2. Description of the Prior Art
Motion compensation is an essential technique utilized in video compression/decompression, wherein variable block-size motion compensation is one of the most popular techniques in modern video compression standards such as H.264 or MPEG-4, which utilizes motion blocks of variable sizes (namely different sizes) for recording corresponding motion vectors. In the operation of reconstructing a compressed video file, data corresponding to motion blocks has to be loaded for processing. However, as the rate at which the data corresponding to motion blocks is derived from a data source (e.g. DRAM) is different from the rate at which the data corresponding to motion blocks is processed, the conventional art fetches in advance data corresponding to several motion blocks into a buffer memory for performing a following video processing operation (e.g. a filtering operation).
In variable block-size motion compensation, the data sizes of motion blocks may be quite different. Accordingly, the width of the buffer memory is limited to the data width of the biggest motion block. Thus, some space of the buffer memory is wasted while the data of those smaller motion blocks is buffered. Please refer to FIG. 1, which illustrates the condition where the buffer memory is wasted in the conventional art. As shown in FIG. 1, three motion blocks A, B and C respectively having the size of 21×13, 9×9, and 9×13 pixels are to be buffered in buffer memories 101, 102 and 103. Each of buffer memories 101, 102 and 103 has the same size, fitting to the biggest motion block A. As shown in FIG. 1, a lot of space in the buffer memories 101, 102 and 103 is wasted. From another point of view, each of the buffer memories 101, 102 and 103 has to wait for the motion block stored therein to be processed by the following operation so that the buffer memory can be released for a next motion block (not shown). There is also a lot of time wasted in the conventional art. Thus, some shortcomings in the conventional buffer memory management/allocation process need to be overcome.

SUMMARY OF THE INVENTION

With this in mind, it is one objective of the present invention to provide a memory management method and a related memory apparatus which can allocate a buffer memory for image blocks (especially for motion blocks of variable sizes) more efficiently, thereby reducing the wasted space. Also, the present invention can avoid the wasting of time which occurs in the conventional art.
According to one embodiment of the present invention, a memory management method is provided. The memory management method comprises: fetching data corresponding to a plurality of image blocks, including at least two image blocks with different block sizes; and utilizing a memory device having a plurality of memory banks for storing the data corresponding to the plurality of image blocks.
According to another embodiment of the present invention, a memory apparatus is provided. The memory device comprises: a memory device, a fetching unit and an allocating unit. The memory device has a plurality of memory banks. The fetching unit is utilized for fetching data corresponding to a plurality of image blocks, including at least two image blocks with different block sizes. The allocating unit is coupled to the fetching unit and the memory, and utilized for utilizing the memory to store the data corresponding to the plurality of image blocks.
Preferably, the image blocks are motion blocks, and the data corresponding to the motion blocks is fetched according to respective motion vectors to be utilized in a video processing operation.
Preferably, data corresponding to different rows of an image block of the image blocks is stored into a same row address in different memory banks of the memory banks.
Preferably, the number of the different rows is greater than the number of the different memory banks.
Preferably, data corresponding to one row of an image block of the image blocks is stored into a same row address in different memory banks of the memory banks.
These and other objectives of the present invention will no doubt become obvious to those of ordinary skill in the art after reading the following detailed description of the preferred embodiment that is illustrated in the various figures and drawings.

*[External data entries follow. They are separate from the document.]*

PR #894, opened 2018-04-24
Update timings middleware to split by type of page

davidrapson:
image


middleware/timings.js
```diff
@@ -13,43 +13,24 @@ module.exports = responseTime(function(req, res, time) {
...
-                ],
-                Namespace: 'SITE/TRAFFIC'
-            })
-            .send();
-    } else if (req.method === 'POST') {
-        cloudwatch
-            .putMetricData({
-                MetricData: [
+    const method = req.method.toUpperCase();
+    const isLegacy = res.getHeader('X-BLF-Legacy') === 'true';
```
davidrapson: This callback gets triggered `onHeadersSent` so we can reliably check for the `X-BLF-Legacy` header even though this middleware is mounted earlier.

BRIEF DESCRIPTION OF THE DRAWINGS

FIG. 1 is a diagram showing the method of memory allocation utilized in the conventional art.

FIG. 2 is a diagram showing a method of memory allocation according to one embodiment of the present invention.

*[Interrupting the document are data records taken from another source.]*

PR #896, opened 2018-04-25
Improve mail sending from materials form

davidrapson:
A few small tweaks to the materials form:

- Send both emails to "customer" in dev/test environments.
- Split add/remove and main form routes into functions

FIG. 3 is a diagram showing a method of memory allocation according to another embodiment of the present invention.

FIG. 4 is a diagram showing a method of memory allocation according to still another embodiment of the present invention.

FIG. 5 is a diagram showing a method of memory allocation according to still another embodiment of the present invention.

FIG. 6 is a diagram showing the relationship between the data is fetched and the data of a motion block.

FIG. 7 is a diagram showing a memory apparatus according to one embodiment of the present invention.

DETAILED DESCRIPTION

According to one embodiment of the present invention, a memory management method applied in a video processing operation comprises: fetching data corresponding to a plurality of image blocks (e.g. motion blocks), including at least two image blocks with different block sizes; and utilizing a memory device (e.g. buffer memory) having a plurality of memory banks for storing the data corresponding to the plurality of image blocks. The video processing operation may be executed with motion compensation. More specifically, the video processing operation may refer to a filtering operation with variable block-size motion compensation. In general, the filtering operation with variable block-size motion compensation may utilize data corresponding to a motion block including the data of the motion block and partial data of neighboring motion blocks adjacent to the motion block is fetched. Thus, in the following, the data corresponding to the motion block refers to original data of the motion block and partial data of other motion blocks, inclusively. As the data corresponding to the motion blocks is utilized in the variable block-size motion compensation, the motion blocks may have different sizes. In addition, the data corresponding to the motion blocks may be relative to respective motion vectors to be processed in the filtering operation, and depending on different video processing architecture, the fetched data may be derived from a data source (e.g. DRAM) or a cache device, both of which are possible in the inventive memory management method.
For utilizing the memory device having the plurality of memory banks for storing the data corresponding to the motion blocks, there are several different methods provided by the invention to allocate the memory device for the data, which depends on respective block widths and block heights of each motion block. The methods of allocating the memory device will be explained in the following along with several embodiments of the present invention. It should be noted that the different methods respectively utilized in the embodiments may be utilized simultaneously or separately in other embodiments of the present invention, and these alternatives all fall within the scope of the present invention.
Please refer to FIG. 2, which illustrates a diagram showing how to store the motion block when a data width of each row (namely, a row of pixels) of the motion block is larger than a width of the memory bank corresponding to one row address. As shown in FIG. 2, assuming that each row of motion block A comprises 21 pixels horizontally arranged and each pixel respectively corresponds to 8 bits of data, the total data width of each row will be 168 bits. If a memory device 200 is composed of memory bank 0 and memory bank 1, one of which has a width of 80 bits while the other has a width of 88 bits, data fetched from the previous step (namely, fetching data corresponding to a plurality of image blocks) corresponding to one row is stored into a same row address in different memory banks of the memory banks. For example, the data corresponding to the 1^strow of motion block A is stored into the same address 0 in memory bank 0 and memory bank 1 of the memory device 200, the data corresponding to the 2^ndrow of motion block A is stored into the same address 1 in memory bank 0 and memory bank 1 of the memory device 200, and so on. Thus, the data corresponding to each row is exactly stored in one row address of memory banks 0 and 1. In this case, no space of memory device 200 will be wasted when the data corresponding to each row of the motion block A is stored.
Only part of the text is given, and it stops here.